# ¡Tiembla Britney Spears!



## mariano22 (Oct 18, 2010)

Creado por los Japoneses. Es un Robot que canta y baila.
Mas info y las fotografias en la web:

http://noticias.latam.msn.com/ar/fotogaleria.aspx?cp-documentid=25988824&page=8&wa=wsignin1.0

Fuente: Msn Noticias

Que lo disfruten!

Colega Mariano22


----------



## DJ DRACO (Oct 18, 2010)

esta muy buena, realmente no podemos ni competir con esa tecnología...pero tiene los bracitos un poco largos

jaja

saludos.


----------



## Dr. Zoidberg (Oct 18, 2010)

Dudo mucho que tiemble la Britney....tiene atributos muy superiores a los del robot


----------



## carna (Oct 18, 2010)

ezavalla dijo:


> Dudo mucho que tiemble la Britney....tiene atributos muy superiores a los del robot



¿cuales? El robot es mas inteligente que ella


----------



## german_3055 (Oct 18, 2010)

jajajaja, es verdad!!! pero parecen medios diabolicos, satnicos, no se............ aunque tienen buenas piernas. pero no da para un baño, no?


----------



## antiworldx (Oct 19, 2010)

Ahi ta!
Aunque aun le falta habilidad...


----------



## lubeck (Oct 19, 2010)

Muy bonito aparato...

pero nunca he entendido para que gastan tanto dinero en diseñar  un humanoide si los naturales se hacen casi gratis y en unos cuantos minutos...
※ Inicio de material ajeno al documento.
Issue #522, opened 2017-09-23
Router Doc for Prerender Step has an Error


TonyLugg:
In the Router documentation http://aurelia.io/hub.html#/doc/article/aurelia/router/latest/router-configuration/8, A Prerender Step, the example is missing '=>'.  The doc has:

`
    let step = {
      run: (navigationInstruction: NavigationInstruction, next: Function): Promise<any> {
        return next();
      }
    };
`

...and it should be:

`        let loStep = {
            run: (navigationInstruction: NavigationInstruction, next: Function): Promise<any> => {
                return next();
            }
        };`

PR #542, opened 2017-10-22
doc(router-configuration): refactor code example

gheoan:
https://github.com/aurelia/router/issues/522

### DIFF
--- a/doc/article/en-US/router-configuration.md
+++ b/doc/article/en-US/router-configuration.md
@@ -29,7 +29,7 @@ To use Aurelia's router, your component view must have a `<router-view></router-
 </code-listing>
 
 <code-listing heading="Basic Route Configuration">
-  <source-code lang="ES 2015/2016">    
+  <source-code lang="ES 2015/2016">
     export class App {
       configureRouter(config, router) {
         this.router = router;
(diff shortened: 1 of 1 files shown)


doc/article/en-US/router-configuration.md
```diff
@@ -403,12 +403,12 @@ A pipeline step must be an object that contains a `run(navigationInstruction, ne
...
   </source-code>
   <source-code lang="TypeScript">
-    import {Redirect, NavigationInstruction, RouterConfiguration, Next} from 'aurelia-router';
+    import {RouterConfiguration, NavigationInstruction, Next, Redirect} from 'aurelia-router';
 
     export class App {
       configureRouter(config: RouterConfiguration): void {
-        config.title = 'Aurelia';
-        config.addAuthorizeStep(AuthorizeStep);
+        const step = new AuthorizeStep;
```
davismj: What happened here?

gheoan: First, the title configuration is removed because it is not needed for this example.
Second, the `addAuthorizeStep` function expects as argument an object with a `run` method. The `AuthorizeStep` is a class so it does not satisfy that requirement bacause it contains a step method under the prototype (`AuthorizeStep.prototype.run`). Since, an instance of the class is created which is what `addAuthorizeStep` expects.

davismj: I see. This does work, but I think in the docs we should prefer relying on the Aurelia DI. That is, we should pass the AuthorizeStep class as a key and let Aurelia DI instantiate it. In an application it isn't significant, but everyone is going to copy paste this code so its best we stick to best practices and conventions.

davismj:
@gheoan thanks for this!

PR #544, opened 2017-10-23
fix(navigation): add NavigationResult type

AshleyGrant:
type NavigationResult = PipelineResult | boolean;
ref: https://discourse.aurelia.io/t/checking-for-candeactivate-before-navigatetoroute/51/2

### DIFF
--- a/src/interfaces.js
+++ b/src/interfaces.js
@@ -188,3 +188,18 @@ interface ActivationStrategy {
   */
   replace: 'replace';
 }
+
+/**
+* The result of a pipeline run.
+*/
+interface PipelineResult {
+  status: string;
+  instruction: NavigationInstruction;
+  output: any;
+  completed: boolean;
+}
+
+/**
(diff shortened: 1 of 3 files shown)


davismj:
@AshleyGrant per discourse, should this then be `Promise<PipelineResult>`?

AshleyGrant:
I want able determine that, so I made it both.

src/interfaces.js
```diff
@@ -188,3 +188,18 @@ interface ActivationStrategy {
...
+  status: string;
+  instruction: NavigationInstruction;
+  output: any;
+  completed: boolean;
+}
+
+/**
+* The result of a router navigation.
+*/
+type NavigationResult = PipelineResult | boolean;
```
davismj: Shouldn't this be 

`type NavigationResult = Promise<PipelineResult | boolean`?

davismj:
Thanks @AshleyGrant

PR #551, opened 2017-11-12
feat(router): Support optional and default view ports

davismj:
Before, all viewports had to be specified in every route. This feature enables omitting a viewport or specifying a default viewport.

Any viewport configuration with `moduleId: null` will use the default viewport configuration. Initially, the default viewport configuration is an empty view and view model pair. You can override this by passing a viewport configuration to the `useDefaultViewPort()` method on `RouterConfiguration`.

```javascript
configureRouter(config, router) {
  // this means that whenever the menu viewport is populated with { moduleId: null } in the router, it will populate with the 'defaultMenu' module.
  config.useDefaultViewPort({ menu: { moduleId: PLATFORM.module('defaultMenu') } });
}
```

If a route is missing a viewport configuration, then that route will remain unchanged. If there is no history, then that route will use the default viewport configuration. This allows you to specify routes that operate only on one viewport at a time.

### DIFF
--- a/package.json
+++ b/package.json
@@ -102,7 +102,7 @@
     "karma-sourcemap-loader": "0.3.7",
     "merge2": "^1.0.2",
     "object.assign": "^4.0.4",
-    "require-dir": "^0.3.0",
+    "require-dir": "^0.3.2",
     "run-sequence": "^1.2.2",
     "through2": "^2.0.1",
     "typedoc": "^0.4.4",
--- a/src/navigation-plan.js
+++ b/src/navigation-plan.js
@@ -1,5 +1,5 @@
-import {Redirect} from './navigation-commands';
-import {_resolveUrl} from './util';
+import { Redirect } from './navigation-commands';
+import { _resolveUrl } from './util';
 
 /**
 * The strategy to use when activating modules during navigation.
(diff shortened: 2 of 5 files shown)


bigopon:
It looks like we are close to having a registry of view port - view model. Is there any chance this will enable the scenario where we can specify view port by a name ?

Like `config.registerViewport({})`

davismj:
@bigopon not sure what you mean. This enables creating routes like this:

```javascript
configureRouter(config, router) {
  config.map({

    // only modify one viewport
    { route: 'left/a', viewPorts: { left: { moduleId: 'a' } } },

    // modify two viewports
    { route: 'both/a', viewPorts: { left: { moduleId: 'a' }, right: { moduleId: 'a' } } },

    // modify two viewports, leave one empty
    { route: 'left/a/right/empty', viewPorts: { left: { moduleId: 'a' }, right: { moduleId: null } } }

  })
}
```

bigopon:
Wow yeah it's terribly unclear. I meant if we can some sort register a default view port, maybe create a registry, and then in the root `AppRouter`, we can do

```js
// config.registerViewPort('default', 'Module that will be on every page but no need to care about')
config.registerViewPort('default', 'nav-bar');
```

And then in the child router, we can refer that view port from child view port registry, or if child view port registry doesn't have it, look up on the parent register, similar to aurelia Container. ... I still don't feel I put it clear enough so let me know, I can give it another go @davismj  😆

davismj:
I think I understand, you want to programatically access a view port? That's not really related to this. Add a new issue and we'll discuss there.

Issue #527, opened 2017-10-03
Aurelia Router should support `ignoreUnknownRoutes`-like feature


PWKad:
The router for Durandal included an option to ignoreUnknownRoutes IIRC.  If a link is clicked on and Aurelia doesn't have a matching route the request should be able to continue on to the server by having Aurelia completely ignore unknown routes.  

Perhaps this could take a function to override the default behavior so the user can configure more thoroughly.

davismj:
@PWKad A couple questions:

- If navigation to /my/url occurs and /my/url isn't configured, the request falls through to a normal navigation request by the browser for /my/url, correct?
- This shouldn't have any effect unless on a pushState app, correct?
- What would the "default behavior" be? What could you override it with?

PWKad:
Right now the router hijacks any request that comes through when push state is active at the same base URL IIRC and the only way to allow the server to handle the request so the router doesn't swallow it is to map unknown routes and return a fake promise that never resolves, which is ugly.  

Instead the router should allow an option to not throw if a matching route isn't found which could be called something like `ignoreUnknownRoutes` I thought this was a feature from Durandal IIRC but I may be mistaken but it's needed for push state apps where the request might be serviced by the backend instead.

pndewit:
@PWKad Thanks, your workaround works! 👍 

If anyone is interested, I use the following piece of code inside my `configureRouter(routerConfiguration, router)` function:

```
routerConfiguration.mapUnknownRoutes(() => {
    if (location.pathname.startsWith('/my-route')) {
        return './app/not-found.html';
    } else {
        // REALLY ugly workaround (introduces memory leak) to ignore unknown routes outside "/my-route"
        this.dummy_promise = this.dummy_promise || new Promise(() => {});
        return this.dummy_promise;
    }
});
```

`this.dummy_promise` is used (as @PWKad explained) as fake promise which never resolves. This fake promise is then reused for next calls to prevent the app from creating a new Promise object for each navigation call to an unknown route. This will only create another pointer in memory to that same fake promise (which of course is still a memory leak), but only a minor one.

davismj:
@mgraf1

#558 doesn't seem to solve this issue

(1) created a push state enabled application
(2) added a link to a local path file (build/paths.js)
(3) click the link, the router quietly navigates to build/paths.js, but the request does not fall through to the server

PWKad:
[...]

Issue #428, opened 2016-10-25
Ability to ignore a specific URL/link


fracz:
**I'm submitting a feature request / opening a discussion**

I have a router configured with HTML5 push state enabled. When I try to click links that download static files such as:

``` html
<a href="/files/some-file.xlsx">Download</a>
```

the router complains:

> ERROR [app-router] Error: Route not found: /files/some-file.xlsx

I have solved this by adding `target="_top"` to the link but I'm not sure if this is a correct solution.

``` html
<a href="/files/some-file.xlsx" target="_top">Download</a>
```

I have found that [competition solves this by adding `target="_self"` to such links](http://stackoverflow.com/a/17407179/878514). It also [ignores all the links starting with slash](https://docs.angularjs.org/guide/$location#html-link-rewriting).

Maybe aurelia-router should implement similar behavior?

EisenbergEffect:
@bryanrsmith What do you think about this?

davismj:
@fracz What happens if you use `target="_blank`. That's probably what I would recommend anyway, so I'd be curious to know if it would work.

EisenbergEffect:
Closing since no followup from OP in over 3 weeks.

benstevens48:
@EisenbergEffect  I also think there should be some way of preventing the router from processing a link (i.e. `<a href="...">...</a>`). 

In addition to the OP's example, this is needed in order to link from part of a site that uses Aurelia client-side routing to another part of a site which does not use client-side routing (and possibly does not use Aurelia).

Ignoring links with the attribute `target="_self"`, or indeed any target attribute, seems to be a standard way of doing this (see Angular 1, page.js). An alternative would be to create a directive to do this, but I definitely think it should be built-in to Aurelia. Also, if not the case already, the router should also ignore links with the download attribute.

davismj:
@benstevens48 @fracz Take a look at the feature request here: https://github.com/aurelia/router/issues/527

I think this is probably the most robust way to solve these kinds of problems. I have this on my radar for a 1.6.0 release of the router.

benstevens48:
Oh, yes, that also works, and is probably good enough, although it's not exactly the same. For example, you might still want to have a custom 404 not found page in your Aurelia app (so not ignore unmatched routes), whilst still specifically creating some links that should result in requests to the server.

davismj:
Hm. Good, really good point, @benstevens48 

[...]

PR #558, opened 2017-12-10
feat(router config): ignoreUnknownRoutes option

mgraf1:
Implements the ignoreUnknownRoutes option mentioned in issue https://github.com/aurelia/router/issues/527.

### DIFF
--- a/src/app-router.js
+++ b/src/app-router.js
@@ -43,8 +43,10 @@ export class AppRouter extends Router {
     return this._createNavigationInstruction(url)
       .then(instruction => this._queueInstruction(instruction))
       .catch(error => {
-        logger.error(error);
-        restorePreviousLocation(this);
+        if (!this.ignoreUnknownRoutes) {
+          logger.error(error);
+          restorePreviousLocation(this);
+        }
       });
   }
 
--- a/src/router-configuration.js
+++ b/src/router-configuration.js
@@ -12,6 +12,7 @@ export class RouterConfiguration {
   title: string;
   unknownRouteConfig: any;
   viewPortDefaults: any;
+  ignoreUnknownRoutes: boolean;
 
   /**
   * Adds a step to be run during the [[Router]]'s navigation pipeline.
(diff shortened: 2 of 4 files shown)


davismj:
@EisenbergEffect I've done some simple testing and I've found that this doesn't seem to solve the issue it was trying to address. In any case, I think we shouldn't release this until its tested and verified, and I'm looking to get a release of the latest changes out in the next week. Shall I revert this using the GitHub revert feature, or manually in Git?

EisenbergEffect:
GitHub revert is fine.

PWKad:
@davismj https://github.com/aurelia/router/pull/561/files this shows how it should work although that's not a final version, as a note there are a handful of failing specs right now but they were failing before I opened that PR.

PWKad:
In a nutshell if you have pushState enabled you should still be able to create an href that is not swallowed by the router (they all currently are) and instead you should be able to trigger navigation that the router ignores.  I think the existing PR simply swallowed the error but we need to propagate the route up which the PR I linked above addresses but is probably a work in progress, let me know if that makes sense.  Also if we are not releasing until Tuesday please do not revert a commit without giving the author a chance to fix the issue.

davismj:
@EisenbergEffect opened, I'll pull it in

@PWKad its not that I don't want him to finish it, its that I'd rather not rush it, I'd rather have the time to test these things fully before they get pulled in.

That said, please have a look at https://github.com/aurelia/router/issues/428. I think if we take a step back and ask what kind of use cases we need to support we can improve upon the lessons of Durandal. 

My suggestion there was, instead of ignoreUnknownRoutes, which would essentially break mapping unknown routes to a custom 404 page, is having a route configuration that has some sort of pass through flag.

pndewit:
@davismj The changelog of v1.5.0 says it got pulled in. Just checked and it is not, can you remove the entry from the releases changelog?

davismj:
Thanks, done.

haaa y solo tarda unos 9 meses la fabricacion


----------



## antiworldx (Oct 19, 2010)

aqui esta... sabia que esa mona le faltaba carisma...
pero a este le falta... apariencia.






y a estos... les falta la voz.


----------



## DJ DRACO (Oct 19, 2010)

es increible los movimientos suaves que lograron en esa robotina...

antes los robots eran toscos, se movian lento...luego toscos y rapidos...ahora son suaves y aproximadamente rapidos...pronto nos igualarán por completo...

mejorando la electronica, y la programacion logran movimientos anticipados...increible...

los minirobots que bailan tambien los habia visto ya...incluo vienen unas robotinas muy chiquitas con muchisimas funciones...totalmente inalámbricas


----------